How has Australia survived? Brisbane, state capital of Queensland and a city of nearly two million, was hardest hit last year. Severe bans were imposed and various projects to recycle water implemented. Every house had to plumb in rainwater tanks assisted by grants, although they did not fully cover costs. Water consumption fell dramatically. Consequently, the total amount of water drawn monthly for the city from the dangerously low dams fell from a peak of 30,000 megalitres in March 2005 to just 7,500 megalitres in February 2008 and the dams have recovered. Advanced capitalist countries like Australia have enormous resources which, by comparison to countries already weakened by neo-colonialism, such as Sudan, allow them to avoid, at least for a period, a descent into the Mad Max ‘water wars’ scenario some feared.

But the drought continues to worsen. Jones says: "The current dry was at the extreme end of what the climate models had predicted". A slow, gradual pace of warming, taking 50 years, was expected by the incoming Labour government. Instead, a tipping point seems to have been reached and tipped. The government was, and remains, completely unprepared. Water levels may have fallen too low to save South Australia’s vast freshwater lower lakes, which now have four times the salinity of sea water.

And yet the climate sceptics still ply their trade. A certain David Purchase recently complained of "intolerance" in The Age newspaper. (3 October 2008) "It seems as if there can be no debate" about whether humans caused global warming, he claimed, not noticing, presumably, that he was given the indulgence to do just that. "I won’t deny that the Murray-Darling river basin is facing crisis", he admits – the food bowl of Australia, producing mainly for export, was once the second largest producer of wheat in the world, but production halved last year due to drought. "We have performed poorly and short-sightedly in managing our environment and resources. The evidence is all around us on land, sea and air". But "my issue, however, is with the Orwellian ‘thought police’ who refuse to countenance real debate on the issue". In reality, the intolerant, the thought police, those throwing insults rather than arguments, attacking scientists when they cannot attack the science, those who have apparently unlimited access to the media yet claim to have none, are powerful companies whose profits are tied to the use of fossil fuels – and it happens that Purchase is executive director of the Victorian Automobile Chamber of Commerce.

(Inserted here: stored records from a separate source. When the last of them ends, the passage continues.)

Issue #80, opened 2017-07-20
It must be possible to disable output buffering via TCP cork


gavin-norman-sociomantic:
dd6c928467c79cd17fa17d870d2fdbc0d9093916 enabled TCP cork output buffering on all neo connections. In real-world use cases, where traffic is expected to be high, this is a sensible default. However, in _testing_ scenarios, where traffic is usually low, the 200ms delay in sending non-full packets is crippling.

For testing, we need to be able to disable output buffering -- all existing tests have been written assuming it is not present.

gavin-norman-sociomantic:
In the node, there is a [flag which activates TCP no-delay](https://github.com/sociomantic-tsunami/swarm/blob/00a171f48826c84a27093f1a2928b7b472cb3a3b/src/swarm/node/model/NeoNode.d#L603-L614). This should probably be adapted to disable TCP corking, instead, rather than mixing two different systems for output buffering.

PR #83, opened 2017-07-20
Allow for properly disabling socket output buffering

david-eckardt-sociomantic:
The recently added socket output buffering via `TCP_CORK` slows application tests down. So far a node can enable `TCP_NODELAY` by passing `no_delay = true` to the `Connection` constructor, but that is not enough: Both node and client need to enable `TCP_NODELAY` and disable `TCP_CORK`.
This PR adds a `bool no_delay` parameter to the client `Connection` constructor, extends its meaning to disable `TCP_CORK` in addition, and adds a `enableSocketNoDelay()` method to swarm neo clients.

To keep the code simpler `TCP_NODELAY` is now enabled after the authentication has completed, it used to be enabled from the beginning in the node. It should not make a difference because during handshake and authentication both client and node each wait for a response before sending the next message, which is precisely what Nagle's algorithm tries to accomplish.

### DIFF
--- a/src/swarm/neo/client/mixins/ClientCore.d
+++ b/src/swarm/neo/client/mixins/ClientCore.d
@@ -605,6 +605,22 @@ template ClientCore ( )
             static assert(false, "Invalid request type");
         }
     }
+
+    /***************************************************************************
+
+        Disables TCP socket output data buffering. Should be called before
+        adding a node.
+
+        Warning: This is meant to be used only in tests which perform sequential
+        requests. For a high data throughput rate it may impact performance so
+        do not use it in a production environment.
+
+    ***************************************************************************/
+
+    public void enableSocketNoDelay ( )
+    {
+        this.connections.socket_no_delay = true;
+    }
 }
 
 /*******************************************************************************
--- a/src/swarm/neo/connection/ConnectionBase.d
+++ b/src/swarm/neo/connection/ConnectionBase.d
@@ -263,7 +263,11 @@ abstract class ConnectionBase: ISelectClient
 
                 try
                 {
-                    this.outer.sender.cork = true;
+                    if (this.outer.no_delay)
+                        this.outer.socket.setsockoptVal(IPPROTO_TCP,
+                            socket.TcpOptions.TCP_NODELAY, true);
+                    else
+                        this.outer.sender.cork = true;
 
                     // Start the receive fiber, it will suspend itself immediately.
                     this.outer.recv_loop.start();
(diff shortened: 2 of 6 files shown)


nemanja-boric-sociomantic:
Should target `v3.3.x` instead.

gavin-norman-sociomantic:
This needs to go into v3.3.2, as the output buffering was enabled in v3.3.x.

src/swarm/neo/connection/ConnectionBase.d
```diff
@@ -683,13 +715,16 @@ abstract class ConnectionBase: ISelectClient
         Params:
             socket       = node/client connection socket
             epoll        = epoll select dispatcher for registering the socket
+            no_delay     = disables TCP socket output buffering
```
gavin-norman-sociomantic: Maybe add "(see comments on the `no_delay` field, above)"

src/swarm/neo/client/mixins/ClientCore.d
```diff
@@ -702,6 +702,22 @@ template ClientCore ( )
...
+        Disables TCP socket output data buffering. Should be called before
+        adding a node.
+
+        Warning: This is meant to be used only in tests which perform sequential
+        requests. For a high data throughput rate it may impact performance so
+        do not use it in a production environment.
+
+    ***************************************************************************/
+
+    public void enableSocketNoDelay ( )
```
gavin-norman-sociomantic, line 620: Though this PR will be included in a patch release, this change is a new feature. It should have release notes.

gavin-norman-sociomantic (changes requested):
I think no-delay should also be enabled for the client used in tests. (https://github.com/sociomantic-tsunami/swarm/blob/v4.x.x/test/neo/main.d#L57)

gavin-norman-sociomantic:
One of the commits should fix #80, too.

david-eckardt-sociomantic:
Rebased on v3.3.x.
> I think no-delay should also be enabled for the client used in tests.

That's right, but the tests exist only in v4.1 so it needs to be added when merging branches.

gavin-norman-sociomantic:
>That's right, but the tests exist only in v4.1 so it needs to be added when merging branches.

:+1: I'd do it as a separate PR, not as part of the merge commit, just to keep things simple to follow.

david-eckardt-sociomantic:
Updated, adding release note and extending the `no_delay` parameter documentation of the `ConnectionBase` constructor.

gavin-norman-sociomantic (approved):
Just needs "Fixes #80" in a commit message.

david-eckardt-sociomantic:
Updated the commit message to refer to #80.

gavin-norman-sociomantic:
Hm weird... conflicts...?

david-eckardt-sociomantic:
Conflict resolved.

david-eckardt-sociomantic:
For the record, there is frequent confusion about delayed sending of TCP packets/frames/segments through Nagle's algorithm and TCP Cork.
- Nagle's algorithm won't send a partial segment until the previous segment has been ACKnowledged.
    - Enabled by default, can be disabled via `TCP_NODELAY`.
- TCP Cork won't send a partial segment at all.
    - Disabled by default, can be enabled via `TCP_CORK`.
- TCP delayed ACK won't send a plain ACK segment. Instead it delays the ACK until there are data to send.
    - Enabled by default, can be disabled via `TCP_QUICKACK`, but the system may override and change it.

Of course a timeout applies to all. Some of them conflict with others:
- TCP Cork does the same as Nagle's algorithm (i.e. not sending partial segments) but is more strict, so enabling `TCP_CORK` defeats the effect of enabling `TCP_NODELAY`.
- TCP delayed ACK can escalate Nagle's algorithm if only Alice sends data to Bob, and Bob never sends data:
   - Alice uses Nagle's algorithm which waits for an ACK from Bob before sending a partial segment.
   - Bob uses delayed ACK which will send that ACK only together with data.
   - Bob never sends data so he never sends an ACK so Alice never receives an ACK so Alice never sends the partial segment.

2007, the earth’s joint second warmest year in the century, came at the end of an El Niño warm period, where the Pacific Ocean turns warm and, on the other side of the planet, the Arctic ice shrank to a new low. The regular changes in the world’s temperature, driven over decades by slow movements of warm and cold water in the Pacific Ocean, is now tending to colder weather. This may slow down or even pause the headlong descent into a hotter climate. But, although 2008 has been relatively cold, the polar ice shrank to its second lowest on record.

The cooler temperature of the La Niña event in the Pacific Ocean over the last year (which passed but is now partly returning) has not brought the drought to an end in Australia, although it brought deluges in Brisbane and elsewhere. Jones says temperatures are running at about one degree "above any previous comparable drought. That is substantially hotter, and that one degree is a global warming signal".